[[ MATERIAL SHOWN, beginning ]]

PR #142, opened 2018-05-01
Fix async block cleanup

lubeltra:
The code in asynclib.cpp was accessing AsyncBlock objects after calling calling SignalCompletion on the worker thread. This is unsafe as the completion thread may delete the AsyncBlock at any point after SignalCompletion is called.

The fix is to hold on to the AsyncState pointer if it's needed after the call to SignalCompletion and to use that instead of accessing it via the AsyncBlock

### DIFF
--- a/Source/Task/AsyncLib.cpp
+++ b/Source/Task/AsyncLib.cpp
@@ -77,13 +77,9 @@ private:
 
 struct AsyncBlockInternal
 {
-    AsyncState* state;
-    HRESULT status;
+    AsyncState* state = nullptr;
+    HRESULT status = E_PENDING;
     std::atomic_flag lock = ATOMIC_FLAG_INIT;
-
-    AsyncBlockInternal(AsyncState* s) :
-        state(s), status(E_PENDING)
-    {}
 };
 static_assert(sizeof(AsyncBlockInternal) <= sizeof(AsyncBlock::internal),
     "Unexpected size for AsyncBlockInternal");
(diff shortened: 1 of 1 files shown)


Source/Task/AsyncLib.cpp
```diff
@@ -189,7 +292,17 @@ static HRESULT AllocState(_In_ AsyncBlock* asyncBlock)
...
+    // object so we can check that AsyncBlock::Internal is all 0
+    for (auto i = 0u; i < sizeof(asyncBlock->internal); ++i)
+    {
+        if (asyncBlock->internal[i] != 0)
+        {
+            return E_INVALIDARG;
+        }
+    }
 
     HRESULT hr = AllocStateNoCompletion(asyncBlock);
```
brianpepin: If this guy fails the failed HR needs to become the status of the async block.  I would make the AsyncBlockInternal connection two phased:  early in AllocStateNoCompletion, establish AsyncBlockInternal by blitting it into the internal fields and it should have a null state pointer.  That way you have enough established that you can set the HRESULT.  Completion callbacks are going to call GetAsyncStatus and will need that HR.

Source/Task/AsyncLib.cpp
```diff
@@ -179,6 +279,9 @@ static HRESULT AllocStateNoCompletion(_In_ AsyncBlock* asyncBlock)
 #endif
     }
 
+    // construction is inherently single threaded
+    // (there is nothing we can do if the client tries to use the same
+    // AsyncBlock in 2 calls at the same time)
     new (asyncBlock->internal) AsyncBlockInternal{ state.Detach() };
```
brianpepin: I'd move this to the very beginning so we can set status on the block always with no error path.

PR #156, opened 2018-05-11
Port async unit tests and merge back with Windows tree

brianpepin:
This change adds async unit tests from the windows tree and has minor changes to cleanly merge this code back in with Windows.  Notable:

[[ MATERIAL SHOWN, end ]]

Your answer must be the records themselves, output again exactly.

PR #142, opened 2018-05-01
Fix async block cleanup

lubeltra:
The code in asynclib.cpp was accessing AsyncBlock objects after calling calling SignalCompletion on the worker thread. This is unsafe as the completion thread may delete the AsyncBlock at any point after SignalCompletion is called.

The fix is to hold on to the AsyncState pointer if it's needed after the call to SignalCompletion and to use that instead of accessing it via the AsyncBlock

### DIFF
--- a/Source/Task/AsyncLib.cpp
+++ b/Source/Task/AsyncLib.cpp
@@ -77,13 +77,9 @@ private:
 
 struct AsyncBlockInternal
 {
-    AsyncState* state;
-    HRESULT status;
+    AsyncState* state = nullptr;
+    HRESULT status = E_PENDING;
     std::atomic_flag lock = ATOMIC_FLAG_INIT;
-
-    AsyncBlockInternal(AsyncState* s) :
-        state(s), status(E_PENDING)
-    {}
 };
 static_assert(sizeof(AsyncBlockInternal) <= sizeof(AsyncBlock::internal),
     "Unexpected size for AsyncBlockInternal");
(diff shortened: 1 of 1 files shown)


Source/Task/AsyncLib.cpp
```diff
@@ -189,7 +292,17 @@ static HRESULT AllocState(_In_ AsyncBlock* asyncBlock)
...
+    // object so we can check that AsyncBlock::Internal is all 0
+    for (auto i = 0u; i < sizeof(asyncBlock->internal); ++i)
+    {
+        if (asyncBlock->internal[i] != 0)
+        {
+            return E_INVALIDARG;
+        }
+    }
 
     HRESULT hr = AllocStateNoCompletion(asyncBlock);
```
brianpepin: If this guy fails the failed HR needs to become the status of the async block.  I would make the AsyncBlockInternal connection two phased:  early in AllocStateNoCompletion, establish AsyncBlockInternal by blitting it into the internal fields and it should have a null state pointer.  That way you have enough established that you can set the HRESULT.  Completion callbacks are going to call GetAsyncStatus and will need that HR.

Source/Task/AsyncLib.cpp
```diff
@@ -179,6 +279,9 @@ static HRESULT AllocStateNoCompletion(_In_ AsyncBlock* asyncBlock)
 #endif
     }
 
+    // construction is inherently single threaded
+    // (there is nothing we can do if the client tries to use the same
+    // AsyncBlock in 2 calls at the same time)
     new (asyncBlock->internal) AsyncBlockInternal{ state.Detach() };
```
brianpepin: I'd move this to the very beginning so we can set status on the block always with no error path.

PR #156, opened 2018-05-11
Port async unit tests and merge back with Windows tree

brianpepin:
This change adds async unit tests from the windows tree and has minor changes to cleanly merge this code back in with Windows.  Notable:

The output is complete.